David Faulkner is the senior general manager for the Pinnacle Hills Promenade. He
moved to the area in 2006 when the shopping center opened.
“We have a lot of stores that are unique to Northwest Arkansas and to Arkansas as a
whole,” he said. “We pull from places like Fort Smith and Joplin now because they know
we have stores that you can’t find (where they live).”
Brenda Majors, marketing manager for the Promenade, agreed. Although she moved
to Northwest Arkansas in 2009 from Oklahoma, she was no stranger to the shopping in
this area, making several trips a year. She added that the ambiance and atmosphere at the
center is another reason for patrons to visit. The center offers lighted towers and
fountains, fireplaces, shows and many community events.
“The experience is exceptional,” she said.
Majors and Faulkner agreed that the future of the Promenade includes building on the
success it’s already found.
“We want to take our core and build from that,” Faulkner said.
Steve Melody has operated Melody’s Choices for nearly 40 years in Washington
County. When the opportunity came up in 2006 to open a store in the then new Pinnacle
Hills Promenade, he jumped at the chance.
“It seemed to be the premium shopping spot in the area. A lot of the retail space was
spread out but we chose the Promenade because it seemed to be the dominant (shopping
area),” Melody said. “Rogers has been growing by leaps and bounds.”
Melody’s Choices offers gifts, unique toys, jewelry and many other specialty items.
Melody said he believes that business will continue to improve as the growth continues.
Recent “big box” stores have gone into the Promenade, including the first Target in
Benton County.
“The whole area is developing,” Melody said.
Although he sees the larger stores coming in helping increase shopping in the area,
Melody also strongly agrees that the small, locally-owned shops like his own are a vital
piece of the retail puzzle.
“If every shopping center had all national stores, it would all just be the same
everywhere,” he said. “It takes the local stores to add the flavor and change it up a little.”

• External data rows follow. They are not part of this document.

PR #2802, opened 2024-04-26
Use only Scorpio's C interfaces in EAMxx

bartgol:
This PR removes the F90 interfaces to scorpio. A summary of changes:

- some interfaces name changes. E.g., remove `eam_pio_` prefixes (since we are already in scream::scorpio namespace), `read_var`/`write_var` rather than `grid_read_data_array`/`grid_write_data_array`.
- read/write of vars support read/write of time-dep vars that are not partitioned (should address #2601)
- users must provide decompositions only along the partitioned dimension. The IO interface will _internally_ build PIO decomp objects for all variables. This simplifies life a lot, especially in the case of non-partitioned vars, where we no longer need to provide the list of dofs offsets.
- allow handling input files where the "time" dimension is not unlimited. We do this by "pretending" that a dim called "time" is unlimited (which triggers a different handling of the var layout). I am not fond of this, but as far as I understand, we want to support this type of files, correct? If that's not true, I'm more than happy to revert this, and update all existing nc files for unit tests on the servers. But I suspect we can't guarantee all future input files will have unlimted time dim...

@tcclevenger @AaronDonahue I'm marking the PR WIP, since I want to verify everything works also on our production machines. But I want to start the review process, in case some design choices are to be revisited.


AaronDonahue:
This is a general question, since we are touching all of the scream_scorpio code, is this an opportunity for us to switch all of the uses of 'scream' for 'eamxx'?  If it's too much trouble no worries, it isn't essential.  But this PR does offer an opportunity to drop "scream" when we mean "eamxx".

components/eamxx/src/share/io/scorpio_input.cpp
```diff
@@ -351,51 +351,42 @@ void AtmosphereInput::finalize()
...
-
-/* ---------------------------------------------------------- */
-void AtmosphereInput::register_variables()
-{
-  // Register each variable in IO stream with the SCORPIO interface.
-  // This allows SCORPIO to lookup vars in the nc file with the correct
-  // dof decomposition across different ranks.
+  // Some input files have the "time" dimension as non-unlimited. This messes up our
+  // scorpio interface. To avoid trouble, if a dim called 'time' is present we
+  // treat is as unlimited, even though it isn't.
```
AaronDonahue, line 360: typo: "is" -> "it"

components/eamxx/src/share/io/scream_output_manager.cpp
```diff
@@ -801,20 +797,24 @@ void OutputManager::set_file_header(const IOFileSpecs& file_specs)
...
+  set_str_att("case",p.get<std::string>("caseid","NONE"));
+  set_str_att("source","E3SM Atmosphere Model (EAMxx)");
+  set_str_att("eamxx_version",EAMXX_VERSION);
+  set_str_att("git_version",p.get<std::string>("git_version",EAMXX_GIT_VERSION));
+  set_str_att("hostname",p.get<std::string>("hostname","UNKNOWN"));
+  set_str_att("username",p.get<std::string>("username","UNKNOWN"));
+  set_str_att("atm_initial_conditions_file",p.get<std::string>("initial_conditions_file","NONE"));
+  set_str_att("topography_file",p.get<std::string>("topography_file","NONE"));
+  set_str_att("contact","e3sm-data-support@llnl.gov");
+  set_str_att("institution_id","E3SM-Projet");
```
AaronDonahue, line 813: Leftover typo from before: "project"

components/eamxx/src/share/io/scream_scorpio_types.hpp
```diff
@@ -0,0 +1,154 @@
...
+  std::string name;   // In EAMxx, we prefer to use a string name than a number id
+};
+
+// An entity that is linked to a specific file
+// This allows an entity to retrieve its file
+struct PIOFileEntity : public PIOEntity {
+  int fid = -1;       // Allow retrieving file from the entity
+};
+
+// struct PIOAtt : public PIOFileEntity {
```
AaronDonahue, line 62: any reason this is commented out?

components/eamxx/src/share/io/scream_scorpio_types.hpp
```diff
@@ -0,0 +1,154 @@
...
+//       A PIODecomp is associated with a Nd layout, which includes decomp_dim
+//       among its dimensions. PIODecomp::offsets are the offsets of the full
+//       array layout owned by this rank. Hence, there can be many PIODecomp
+//       all storing the same dim
+struct PIODecomp : public PIOEntity {
+  std::vector<offset_t>           offsets;  // Owned offsets
+  std::shared_ptr<const PIODim>   dim; 
+};
+
+// // A decomposition of a single dimension
```
AaronDonahue, line 91: Any reason the next 10 lines are commented out?

components/eamxx/src/share/io/scream_scorpio_types.hpp
```diff
@@ -0,0 +1,154 @@
...
+//   std::shared_ptr<const PIODimDecomp>   dim_decomp; // The decomposition along the dimension
+//   std::vector<offset_t>                 offsets;    // Owned offsets along the full var layout
+// };
+
+// A variable
+struct PIOVar : public PIOFileEntity {
+  // Note: if time_dep=true, we will add it to the list of dims passed
+  // to scorpio, but the time dim will not appear in this list.
+  std::vector<std::shared_ptr<const PIODim>>          dims;
+  // std::map<std::string,std::shared_ptr<const PIOAtt>> atts;
```
AaronDonahue, line 108: commented out, not used?

components/eamxx/src/share/io/scream_scorpio_types.hpp
```diff
@@ -0,0 +1,154 @@
...
+  // Used only if a) var is not decomposed, and b) dtype!=nc_dtype
+  int size = -1; // Product of all dims
+  std::vector<char> buf;
+};
+
+// A file, which is basically a container for dims and vars
+struct PIOFile : public PIOEntity {
+  std::map<std::string,std::shared_ptr<PIODim>>   dims;
+  std::map<std::string,std::shared_ptr<PIOVar>>   vars;
+  // std::map<std::string,std::shared_ptr<PIOAtt>>   atts;
```
AaronDonahue, line 139: here too

AaronDonahue (commented):
Looks good to me! Epic PR that I'm quite happy is finally going in.  Thanks for your work on this @bartgol

components/eamxx/src/share/io/scream_scorpio_types.hpp
bartgol: Yeah, I was thinking of adding a PIOAtt ministruct, to allow to easy query if a certain att existed (much like for PIOVar/PIODim). But I realized that for atts there's really not much metadata, so it's prob not worth it. I will delete these lines when I'm ready to clean it up.

components/eamxx/src/share/io/scream_scorpio_types.hpp
bartgol: Yeah, these were early iterations, which I forgot to clean up.. will clean it up once everything passes.

tcclevenger (commented):
This works well with DP, should fix any issues with IOP files where we don't have to make any changes.

components/eamxx/src/control/intensive_observation_period.cpp
```diff
@@ -291,11 +234,14 @@ initialize_iop_file(const util::TimeStamp& run_t0,
...
-  else if (scorpio::has_variable(iop_file, "nbdate"))   bdate_name = "nbdate";
+  if      (scorpio::has_var(iop_file, "bdate"))    bdate_name = "bdate";
+  else if (scorpio::has_var(iop_file, "basedate")) bdate_name = "basedate";
+  else if (scorpio::has_var(iop_file, "nbdate"))   bdate_name = "nbdate";
   else EKAT_ERROR_MSG("Error! No valid name for bdate in "+iop_file+".\n");
-  read_dimensionless_variable_from_file<int>(iop_file, bdate_name, &bdate);
+
+  // Just in case bdate_name is stored with a type that is not "int" (e.g., it's int64)
+  scorpio::change_var_dtype(iop_file,bdate_name,"int");
+  scorpio::read_var(iop_file, bdate_name, &bdate);
```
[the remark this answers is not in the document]
bartgol: `read_data()` already knows the data type (it's the last arg). Originally, I had `change_var_dtype` called inside `read_var` automatically if the input ptr type did not match the dtype from the nc file. However, for decomposed vars, changing dtype requires to reset the PIO decomposition (since the data type is part of it). Therefore, I decided to force the user to set the var dtype manually.

That said, if you call `change_var_dtype` N times with the same dtype, only the first call does anything, all other calls are no-ops. So maybe I can just call `change_var_dtype` from `read_var` after all...

components/eamxx/src/share/io/scream_scorpio_interface.hpp
```diff
@@ -1,168 +1,234 @@
...
+//  float  -> float
+//  double -> double
+//  real   -> float or double (depending on SCREAM_DOUBLE_PRECISION)
+std::string refine_dtype (const std::string& dtype);
+
+template<typename T>
+std::string get_dtype () {
+  using raw_t = typename std::remove_cv<T>::type;
+  std::string s;
+  if (std::is_same<raw_t,int>::value) {
```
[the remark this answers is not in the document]
bartgol: Yes, I thought about using that. You're right, we should use better constructs where possible.

components/eamxx/src/control/intensive_observation_period.cpp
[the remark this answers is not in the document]
bartgol: I don't think we'll ever alternate calls to `read_var<T>("file","var",ptr)`, with different data types T, so changing var dtype on the fly is fine.

tcclevenger (approved):

bartgol:
I can't reproduce the failure on mappy for the sp build. Let's see if they show up again in the AT...

AaronDonahue:
WIP pending performance tests on frontier

bartgol:
@ndkeen tested this branch against master on frontier, using rocm 5.4, and the IO timings appear to be substantially the same:

branch:
```
"a:EAMxx::IO::restart"                                           35.353     24.245 
"a:EAMxx::IO::restart::get_new_file"                             18.749     18.677 
"a:EAMxx::IO::restart::run_output_streams"                        2.174      2.172 
"a:EAMxx::IO::standard"                                         191.585    121.289 
"a:EAMxx::IO::standard::get_new_file"                            19.708      3.860 
"a:EAMxx::IO::standard::run_output_streams"                     174.152    116.068 
"a:EAMxx::IO::vert_remap"                                        20.134     15.586 
"a:EAMxx::IO::horiz_remap"                                       85.079     22.506 
```
master:
```
"a:EAMxx::IO::restart"                                           35.886     24.299 
"a:EAMxx::IO::restart::get_new_file"                             18.922     18.850 
"a:EAMxx::IO::restart::run_output_streams"                        2.096      2.094 
"a:EAMxx::IO::standard"                                         193.661    122.588 
"a:EAMxx::IO::standard::get_new_file"                            20.949      4.156 
"a:EAMxx::IO::standard::run_output_streams"                     174.976    116.125 
"a:EAMxx::IO::vert_remap"                                        20.243     15.651 
"a:EAMxx::IO::horiz_remap"                                       85.374     22.604 
```

@AaronDonahue unless you have any objection, I may merge this today, so it gets tested in the nightlies.

AaronDonahue (approved):

tcclevenger (approved):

Although much of the growth has come with recent construction near I-540, there’s
still a plethora of unique, quality shops in the downtown area of Rogers. Clarice Moore
owns Poor Richard’s Art and the Rabbit’s Lair, both of which are operated along with her
family.
Her family has owned the buildings where the stores are located for generations and
she didn’t want to give them up. The location for Poor Richard’s Art used to be an oldfashioned drug store and Rabbit’s Lair is an old bank building. Poor Richard’s offers
local art on consignment (many of the artists also work as clerks in the store), furniture,
etc. The Rabbit’s Lair is a fabric and fiber store.
“I’ve been in the Rogers area nearly all my life,” she said. “The quality of shopping
here is very good.”
Moore said while the larger, newer stores near the interstate offer a certain type of
quality and service, so do the smaller, locally-owned downtown stores.
“They all have their place,” she said.